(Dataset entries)
PR #1557, opened 2022-11-09
e2e: Flake fixes

Phrynobatrachus:
The test failures in `channels > RHS` specs from the past few days appear to be similar to the ones fixed in https://github.com/mattermost/mattermost-plugin-playbooks/pull/1510 - namely that the specs were trying to perform some action (clicking) while the DOM was still unstable. This PR adds some `should()` guards and API `wait()`s to avoid that.


crspeller (approved):

trilopin:
THanks @Phrynobatrachus ❤️

Issue #1560, opened 2022-11-09
Remove ChannelID unique constraint


crspeller:
Multiple runs can not share the same channel ID until the unique constraint is removed. Make a migration to remove the constraint.

crspeller:
Fixed by #1549

PR #1561, opened 2022-11-09
Adding channel filtering support to runs listing graphql API

### LINKED ISSUE #1545: run list by channel server side (GQL)
Prepare service and store layer to be able to get all the runs linked to a channeled.

At graphql side we have to decide if we evolve the runs root resolver to accept channelID as criteria (and make optional participantOrFollowerID?) or to create another root resolver.

Current:
```graphql
	runs (participantOrFollowerID: $userID, teamID: $teamID, sort: "name", statuses: ["InProgress"]){
		id
		name
		isFavorite
		playbookID
		ownerUserID
		participantIDs
		metadata { followers }
	}
``` 

```go
func (r *RunRootResolver) Runs(ctx context.Context, args struct {
	TeamID                  string `url:"team_id,omitempty"`
	Sort                    string
	Statuses                []string
	ParticipantOrFollowerID string `url:"participant_or_follower,omitempty"`
}) ([]*RunResolver, error) {
...
```

crspeller:
## Summary
Adds the ability to list runs by channel using the GraphQL API. 
Note that it's currently impossible to get in a state where this API will actually return multiple results. The unique constraint needs to be removed, see #1560 
There should be no problem with committing this directly to master. 

There was some discussion in the ticket around making `participantOrFollowerID` optional, however it already has a default in the schema. 

I also think the changes here are simple enough not to warrent a new root resolver for this case.

## Ticket Link
Fixes #1545

### DIFF
--- a/server/api/graphql_root_run.go
+++ b/server/api/graphql_root_run.go
@@ -34,10 +34,11 @@ func (r *RunRootResolver) Run(ctx context.Context, args struct {
 }
 
 func (r *RunRootResolver) Runs(ctx context.Context, args struct {
-	TeamID                  string `url:"team_id,omitempty"`
+	TeamID                  string
 	Sort                    string
 	Statuses                []string
-	ParticipantOrFollowerID string `url:"participant_or_follower,omitempty"`
+	ParticipantOrFollowerID string
+	ChannelID               string
 }) ([]*RunResolver, error) {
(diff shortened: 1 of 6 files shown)


gbochora (approved):
Nice!

trilopin (approved):
well done, small but important change!

PR #1849, opened 2023-06-02
Backport: MM-52476 Fix guest users access to playbooks. (#23279)

crspeller:
## Summary

Backport of https://github.com/mattermost/mattermost/pull/23279

### DIFF
--- a/server/app/permissions_service.go
+++ b/server/app/permissions_service.go
@@ -67,7 +67,7 @@ func (p *PermissionsService) getPlaybookRole(userID string, playbook Playbook) [
 	// Public playbooks
 	if playbook.Public {
 		// Public playbooks are public to those who can list channels on a team. (Not guests)
-		if p.api.HasPermissionToTeam(userID, playbook.TeamID, model.PermissionListTeamChannels) {
+		if p.pluginAPI.User.HasPermissionToTeam(userID, playbook.TeamID, model.PermissionListTeamChannels) {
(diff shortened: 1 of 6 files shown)


server/app/permissions_service.go
```diff
@@ -66,10 +66,13 @@ func (p *PermissionsService) getPlaybookRole(userID string, playbook Playbook) [
 
 	// Public playbooks
 	if playbook.Public {
-		if playbook.DefaultPlaybookMemberRole == "" {
-			return []string{playbook.DefaultPlaybookMemberRole}
+		// Public playbooks are public to those who can list channels on a team. (Not guests)
+		if p.pluginAPI.User.HasPermissionToTeam(userID, playbook.TeamID, model.PermissionListTeamChannels) {
```
lieut-data, line 70: Why not another `guest` check vs. inferring something from a semi-related permission?

crspeller: Because hard guest checks are cheating vs using the permissions system properly.

lieut-data: In general, I agree, but using it properly would be to have a `model.PermissionViewPublicPlaybooks` or some such. This just ties together two things that happen to be related, but who knows how the product will change in the future? At least the hard-coded guest check is unlikely to regress.

crspeller: That's true. We should add the `model.PermissionListPublicPlaybooks` or some such. We can fix this on master. Not going to fix here for the backport.

PR #1856, opened 2023-06-27
[fix] CD revisiting naming for artifacts generated

phoinixgrr:
## Summary

We are currently using the scheme: `${GITHUB_REPOSITORY#*/}-${GITHUB_REF_NAME}.tar.gz` to name the playbook-plugin artifact, in the CD process. 

CircleCI pipelines used the following naming scheme: `${GITHUB_REF_NAME}.tar.gz`
Previous CircleCI release example: https://github.com/mattermost/mattermost-plugin-playbooks/releases/tag/v1.36.2

We are aligning with the previous naming scheme.

## Ticket Link

Ticket: https://mattermost.atlassian.net/browse/CLD-5870

## Checklist

- [ ] Telemetry updated
- [ ] Unit tests updated

### DIFF
--- a/.github/workflows/cd.yaml
+++ b/.github/workflows/cd.yaml
@@ -109,7 +109,7 @@ jobs:
 
       - name: cd/rename-artifacts
         run: |
-          mv dist/*.tar.gz dist/${GITHUB_REPOSITORY#*/}-${GITHUB_REF_NAME}.tar.gz
+          mv dist/*.tar.gz dist/playbooks-${GITHUB_REF_NAME}.tar.gz
 
       - name: cd/rename-artifacts
         uses: aws-actions/configure-aws-credentials@67fbcbb121271f7775d2e7715933280b06314838 # v1.7.0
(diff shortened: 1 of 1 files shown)


.github/workflows/cd.yaml
```diff
@@ -109,7 +109,7 @@ jobs:
 
       - name: cd/rename-artifacts
         run: |
-          mv dist/*.tar.gz dist/${GITHUB_REPOSITORY#*/}-${GITHUB_REF_NAME}.tar.gz
+          mv dist/*.tar.gz dist/${GITHUB_REF_NAME}.tar.gz
```
mvitale1989, line 112:
```suggestion
          mv dist/*.tar.gz dist/playbooks-${GITHUB_REF_NAME}.tar.gz
```
Shouldn't it be like this to match the old format? Afaiu the `GITHUB_REF_NAME` variable is only the name of the given git tag

phoinixgrr: Aha! Good catch Mario. rebasing and pushing the fix.

phoinixgrr: @mvitale1989  Done with https://github.com/mattermost/mattermost-plugin-playbooks/compare/35594279667c2d936a85114f516b78eca9db7c16..93c90347386be52e60a5ab5996be876ba1bb9a8f

toninis (approved):

PR #1860, opened 2023-07-21
Add docs link in playbooks intro

esethna:
Added link to docs in the playbooks intro screen


esethna:
@sbishel does this PR need to be moved over to the monorepo?

sbishel:
> does this PR need to be moved over to the monorepo?

I don't think so, playbooks is not part of the mono-repo anymore.

lieut-data:
@esethna, feel free to reopen if needed!

PR #1866, opened 2023-08-17
restore the missing Plugin telemetry key

lieut-data:
## Summary
For now, we're just hard-coding this while still honouring the server configuration as to whether or not to emit telemetry in the first place.

In the future, we should integrate knowledge of the service environment and use that to key off which key (if any) to use.

## Ticket Link
None.


crspeller (approved):

lieut-data:
I'll look into the e2e test issues when we pre-package and run the suite there.

PR #1869, opened 2023-08-25
MM-53753 Fix error messages for too long json

crspeller:
Turns out that if you wrap a nil error it returns nil instead of a new error. We were using Wrapf when we meant Errorf leading to a function returning (`nil`, `nil`) instead of (`nil`, `error`) as intended.


sbishel (approved):

esarafianou (approved):
LGTM

calebroseland (approved):

crspeller:
e2e failures are unrelated and will be fixed separately. See: https://github.com/mattermost/mattermost-plugin-playbooks/pull/1866

PR #1872, opened 2023-09-11
Drop cloud e2e tests & sync with monorepo

lieut-data:
## Summary
The Playbooks e2e tests have been failing for a while. Let's fix them!
* Remove the deprecated `.circleci/` configuration. (I wasted some time "fixing" these before realizing it's not run anymore!)
* Update our version of the e2e tests with the copy in `monorepo`. I'll push these changes there after merge. Long term, it would be great to avoid duplicating this in the first place...
* We don't need to run `master` and `cloud` e2e tests anymore, since we do these e2e tests in the monorepo already. So just test against latest when making direct plugin changes.
* Address a handful of "e2e flakiness"
* Transition to the new `DisableAppBar` configuration option
* Use Redux store subscriptions to trigger welcome messages.

This last change deserves some additional discussion. https://github.com/mattermost/mattermost/pull/24003 introduced a breaking change in that the server stopped emitting a `channel_viewed` websocket message in favour of the new `multiple_channels_viewed` message, but also changed the semantics to only emit if there was something to "mark as read". Meaning if there were no new posts, the server doesn't bother notifying the client at all.

We used to depend on this websocket event to trigger the "welcome message action", showing an optional ephemeral message the first time a channel was loaded. Now, we trigger the same heuristic by subscribing to the Redux store and watching the current channel change.

## Ticket Link
None.


cpoile (approved):
Nice, I like the new welcome message logic. But I'm always a bit worried about adding listeners to the store (we already do so much). But I guess it can't be helped. :)

cpoile:
Heads up that Alejandro is out this week, maybe Michael?

calebroseland (approved):
Nice! Overall I don't think the additional listener will add too much overhead, but long-term, it might be nice to write additional plugin api hooks for common patterns like this (channel viewed, X route accessed, etc.)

EXERCISE PROMPT » Transcribe exactly, and only, the lines that extend from the one containing "Heads up that" to the end of the records above, inclusive of both.

EXPECTED OUTPUT »
Heads up that Alejandro is out this week, maybe Michael?

calebroseland (approved):
Nice! Overall I don't think the additional listener will add too much overhead, but long-term, it might be nice to write additional plugin api hooks for common patterns like this (channel viewed, X route accessed, etc.)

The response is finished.